BEGIN Entries supplied

PR #110, opened 2020-07-14
feature: support js module type

minh-rakuten:
# Description

- Rakuten Casa does not work on android due to module MIME type. i.e `<script src="main-es2015.js" type="module">`.
This PR defines the MIME type `application/javascript` for js resource.

- Hide the visibility of Testbox toggle because the api is not ready. Temporarily move this toggle to the bottom so it does not affect the layout structure.

## Links
[MINI-1071](https://jira.rakuten-it.com/jira/browse/MINI-1071)

# Checklist


miniapp/src/main/java/com/rakuten/tech/mobile/miniapp/display/MiniAppWebViewClient.kt
```diff
@@ -14,10 +14,24 @@ internal class MiniAppWebViewClient(
...
+        return interceptedWebRequest
+    }
+
+    @VisibleForTesting
+    internal fun interceptMimeType(
+        interceptedWebRequest: WebResourceResponse?,
         request: WebResourceRequest
-    ): WebResourceResponse? = loader.shouldInterceptRequest(request.url)
+    ) {
+        interceptedWebRequest?.let {
```
ts-nitish-a-jain, line 30: I'm not sure if it is a good idea as it may slow down. Isn't it solvable in the mini-app build setting itself?
@minh-rakuten @corycaywood @Rajesh-Sundaram

minh-rakuten: @Rajesh-Sundaram on Android 9, RakutenCasa has this error
`Failed to load module script: The server responded with a non-JavaScript MIME type of "text/plain". Strict MIME type checking is enforced for module scripts per HTML spec.`

Is there anything miniapp can solve by itself?

corycaywood: I don't think there's any way for the mini app to solve this other than not using the `module` type. So they would have to always bundle their JS into a single file instead.

Mini Apps usually shouldn't have too many files, so would this have that much affect on the loading time?

Also, on iOS side we added the MIME types for everything supported by the backend: [see here](https://github.com/rakutentech/ios-miniapp/blob/master/MiniApp/Classes/Display/MimeTypes.swift). Would it make sense to do the same for Android?

minh-rakuten: @corycaywood For now, Android only has a problem with `module` type so I think only MIME type for javascript is enough.
OS 10 and later, android already solves this issue.

testapp/src/main/res/layout/settings_menu_activity.xml
```diff
@@ -72,6 +65,14 @@
         android:inputType="text" />
     </com.google.android.material.textfield.TextInputLayout>
 
+    <com.google.android.material.switchmaterial.SwitchMaterial
+        android:id="@+id/switchTestMode"
+        android:layout_width="match_parent"
+        android:layout_height="wrap_content"
+        android:layout_marginTop="@dimen/small_12"
+        android:text="@string/lb_test_mode"
+        android:visibility="invisible"/>
```
khairul-alam-licon, line 74: Does it need to be invisible? I don't know the spec though.

miniapp/src/main/java/com/rakuten/tech/mobile/miniapp/display/MiniAppWebViewClient.kt
```diff
@@ -14,10 +14,24 @@ internal class MiniAppWebViewClient(
     private val customScheme: String
 ) : WebViewClient() {
 
-    override fun shouldInterceptRequest(
-        view: WebView,
+    override fun shouldInterceptRequest(view: WebView, request: WebResourceRequest): WebResourceResponse? {
+        val interceptedWebRequest = loader.shouldInterceptRequest(request.url)
+
+        interceptMimeType(interceptedWebRequest, request)
+
```
khairul-alam-licon, line 21: (optional) maybe we can remove the empty line L19, L21. But, it's upto you.

miniapp/src/main/java/com/rakuten/tech/mobile/miniapp/display/MiniAppWebViewClient.kt
```diff
@@ -14,10 +14,24 @@ internal class MiniAppWebViewClient(
...
+        return interceptedWebRequest
+    }
+
+    @VisibleForTesting
+    internal fun interceptMimeType(
+        interceptedWebRequest: WebResourceResponse?,
```
khairul-alam-licon, line 27: writing `response: WebResourceResponse?` would be nicer.

miniapp/src/main/java/com/rakuten/tech/mobile/miniapp/display/MiniAppWebViewClient.kt
```diff
@@ -14,10 +14,24 @@ internal class MiniAppWebViewClient(
...
         request: WebResourceRequest
-    ): WebResourceResponse? = loader.shouldInterceptRequest(request.url)
+    ) {
+        interceptedWebRequest?.let {
+            if (request.url.toString().endsWith("js", true))
```
khairul-alam-licon, line 31: Do we need to check the `null` as well? e.g. `if (request.url != null && request.url.toString()..)`

khairul-alam-licon: I would put a dot `(.)` before the `"js"` for safe call.

miniapp/src/main/java/com/rakuten/tech/mobile/miniapp/display/MiniAppWebViewClient.kt
```diff
@@ -14,10 +14,24 @@ internal class MiniAppWebViewClient(
...
+                it.mimeType = "application/javascript"
```
khairul-alam-licon, line 32: Do we need to use any `const val` to put this `"application/javascript"`?

e.g.

```
private companion object {
    const val MIME_TYPE_JS = "application/javascript"
}
```

miniapp/src/main/java/com/rakuten/tech/mobile/miniapp/display/MiniAppWebViewClient.kt
```diff
@@ -14,10 +14,24 @@ internal class MiniAppWebViewClient(
     private val customScheme: String
 ) : WebViewClient() {
 
-    override fun shouldInterceptRequest(
-        view: WebView,
+    override fun shouldInterceptRequest(view: WebView, request: WebResourceRequest): WebResourceResponse? {
+        val interceptedWebRequest = loader.shouldInterceptRequest(request.url)
+
+        interceptMimeType(interceptedWebRequest, request)
```
ts-nitish-a-jain, line 20: From SRP point of view, it makes sense to separate the functionality into a new method. 

Though, because I think this callback is quite related to the rendering cycle of the mini-app in WebView, I am not sure if applying code within the same method has faster response in millis. @minh-rakuten do you think we can check which is faster without a jump to new method in call stack or without jumping?

Also, because, this is invoked for all the resources, the `if` would always be executing. I was looking at issue [issue](https://bugs.chromium.org/p/chromium/issues/detail?id=824651). Should we really support it or provide documentation on an alternate solution? What do you think @corycaywood @minh-rakuten?

testapp/src/main/res/layout/settings_menu_activity.xml
ts-nitish-a-jain: I think this is temporary because Testing API endpoints are not ready yet. We can probably put a TODO here to change it back to visible once they are available.

miniapp/src/main/java/com/rakuten/tech/mobile/miniapp/display/MiniAppWebViewClient.kt
ts-nitish-a-jain: @corycaywood Would bundling be more natural for a prod-type of mini-app, especially when a javascript is written in a `type=module` format by a developer?
@minh-rakuten this issue happens only for Android 9?

minh-rakuten: This issue happens on Android 9 and below.

miniapp/src/main/java/com/rakuten/tech/mobile/miniapp/display/MiniAppWebViewClient.kt
minh-rakuten: For now, I keep it as in function scope because there is only javascript support. If we have more than one, I will implement it similar to [ios](https://github.com/rakutentech/ios-miniapp/blob/master/MiniApp/Classes/Display/MimeTypes.swift).

miniapp/src/main/java/com/rakuten/tech/mobile/miniapp/display/MiniAppWebViewClient.kt
corycaywood: I think we need to support `type=module`: it's a new feature from ES6 so it provides some benefits from bundling the JS in a single file. One important benefit is that they have deferred loading by default, which means they don't block rendering of the page while the browsing loading/parsing the JS.

miniapp/src/main/java/com/rakuten/tech/mobile/miniapp/display/MiniAppWebViewClient.kt
minh-rakuten: when the method `shouldInterceptRequest` was triggered automatically by webview, `request.url` is never null, that's what I know 😅 but not so sure.

miniapp/src/main/java/com/rakuten/tech/mobile/miniapp/display/MiniAppWebViewClient.kt
minh-rakuten: I will put it in the same block scope then.

I don't have an idea of a decision. All I can tell is This is a bug of android webview itself and had been fixed since Android 10.

corycaywood: As I mentioned above, I think we do need to support this because the `module` type provides some benefits to mini app developers. It doesn't seem like this should have a significant performance impact as long as the Mini App has a reasonable number of files.

By the way @ts-leojoseph-r @Climbatize Are there any issues with using `type=module` on iOS side?

minh-rakuten: iOS had the problem with Rakuten Casa `type=module` too.
But iOS had fixed it in this [PR](https://github.com/rakutentech/ios-miniapp/pull/96).

Solution for both android & ios is defining MIME type.

miniapp/src/main/java/com/rakuten/tech/mobile/miniapp/display/MiniAppWebViewClient.kt
khairul-alam-licon: Yeah, I was concerned if any client send a non-null file e.g. "somethingjs", which is an invalid JS file. But, "something.js" is a valid JS file.

khairul-alam-licon: Yeah, I was concerned if any client send a file e.g. "somethingjs", which is an invalid JS file. But, "something.js" is a valid JS file.

miniapp/src/main/java/com/rakuten/tech/mobile/miniapp/display/MiniAppWebViewClient.kt
Climbatize: Yeah we had to artificially provide mime types in order to make Case work on iOS

miniapp/src/main/java/com/rakuten/tech/mobile/miniapp/display/MiniAppWebViewClient.kt
minh-rakuten: absolutely true.

miniapp/src/main/java/com/rakuten/tech/mobile/miniapp/display/MiniAppWebViewClient.kt
ts-nitish-a-jain: From the look of it, I understand that we might have to support it as a mimetype even though it seems to be a limitation on the web tech of not being able to provide the correct mimetype when this type - module is selected.

At the same time, number of files inside a mini-app would be out of control area.

@minh-rakuten, could you share the time diff from the extra hop? 
UT can take a back seat on this.

minh-rakuten: @ts-nitish-a-jain 
Loading Rakuten Casa

Separate method: 43 ms
Same scope: 35 ms

corycaywood: Couldn't you make it an `inline` function?

minh-rakuten: I doubt the efficient of using `inline` here 😂.

ts-nitish-a-jain: To clear the doubt, once you profile that section and scale it up with an assumption of 1000/10000 files, you will probably find it out.

minh-rakuten:
> LGTM 👍
> But needs change for inline keyword.

I put `inline` in experiment and there is no change improvement. Looks like `inline` is only efficient for higher-order function.

ts-nitish-a-jain:
> > LGTM 👍
> > But needs change for inline keyword.
> 
> I put `inline` in experiment and there is no change improvement. Looks like `inline` is only efficient for higher-order function.

@minh-rakuten I think what you mentioned is correct about inline.
The aim is to prevent a new call stack from this override. So could you please account for those changes in another PR. The reason we can further analyze only by comparing the values when there is no jump and when there is a jump to a new method.

minh-rakuten:
> > > LGTM 👍
> > > But needs change for inline keyword.
> > 
> > 
> > I put `inline` in experiment and there is no change improvement. Looks like `inline` is only efficient for higher-order function.
> 
> @minh-rakuten I think what you mentioned is correct about inline.
> The aim is to prevent a new call stack from this override. So could you please account for those changes in another PR. The reason we can further analyze only by comparing the values when there is no jump and when there is a jump to a new method.

@ts-nitish-a-jain 
I got this warning from android for our implementation case here:
`Expected performance impact of inlining 'function definition' is insignificant. Inlining works best for functions with parameters of functional types`
Using inline would create a larger byte-code file, it's not the win-win.

ts-nitish-a-jain:
> > > > LGTM 👍
> > > > But needs change for inline keyword.
> > > 
> > > 
> > > I put `inline` in experiment and there is no change improvement. Looks like `inline` is only efficient for higher-order function.
> > 
> > 
> > @minh-rakuten I think what you mentioned is correct about inline.
> > The aim is to prevent a new call stack from this override. So could you please account for those changes in another PR. The reason we can further analyze only by comparing the values when there is no jump and when there is a jump to a new method.
> 
> @ts-nitish-a-jain
> I got this warning from android for our implementation case here:
> `Expected performance impact of inlining 'function definition' is insignificant. Inlining works best for functions with parameters of functional types`
> Using inline would create a larger byte-code file, it's not the win-win.

@minh-rakuten Yes, the same thing, I tried to acknowledge in my last comment. I think what you mentioned is correct about `inline`. It looks to be working for higher-order function.

So that's why: The aim is to prevent a new call stack from this override. 
`func1() {
  callToFunc2()
}
vs
func1() {
   codeOfFunc2
}`

We can further analyze only by comparing the values when there is no jump and when there is a jump to a new method. Most likely, the second one will be faster as the call stack operation might get skipped. Because this scenario is related to rendering, it is important to profile the changes. This is also referred to as Shikumika in Rakuten I think. 😄

minh-rakuten:
> We can further analyze only by comparing the values when there is no jump and when there is a jump to a new method. Most likely, the second one will be faster as the call stack operation might get skipped. Because this scenario is related to rendering, it is important to profile the changes. This is also referred to as Shikumika in Rakuten I think. 😄
@ts-nitish-a-jain 
How much faster for the second one to be faster? Tell me why you skip the warning from the android kotlin?
Your suggestion is not persuasive for me here but you can try to convince other team members and have a PR for it.

ts-nitish-a-jain:
> > We can further analyze only by comparing the values when there is no jump and when there is a jump to a new method. Most likely, the second one will be faster as the call stack operation might get skipped. Because this scenario is related to rendering, it is important to profile the changes. This is also referred to as Shikumika in Rakuten I think. 😄
> 
> @ts-nitish-a-jain
> How much faster for the second one to be faster? Tell me why you skip the warning from the android Kotlin?
> Your suggestion is not persuasive for me here but you can try to convince other team members and have a PR for it.

If there is a difference wouldn't that be technically, mathematically faster (along with a focus on immediate rendering to effect), would that make sense?
In the PR I couldn't see the warning 🤣 Sorry about that.

minh-rakuten:
@ts-nitish-a-jain
I put a warning message in previous comment already :)
The mathematically faster here is the thing that you need to prove, it's not about what you & me think.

END Entries supplied

▸ **Prompt**: Each line above that contains the string "Sundaram" should be copied.

▸ **Written reply**:
@minh-rakuten @corycaywood @Rajesh-Sundaram
minh-rakuten: @Rajesh-Sundaram on Android 9, RakutenCasa has this error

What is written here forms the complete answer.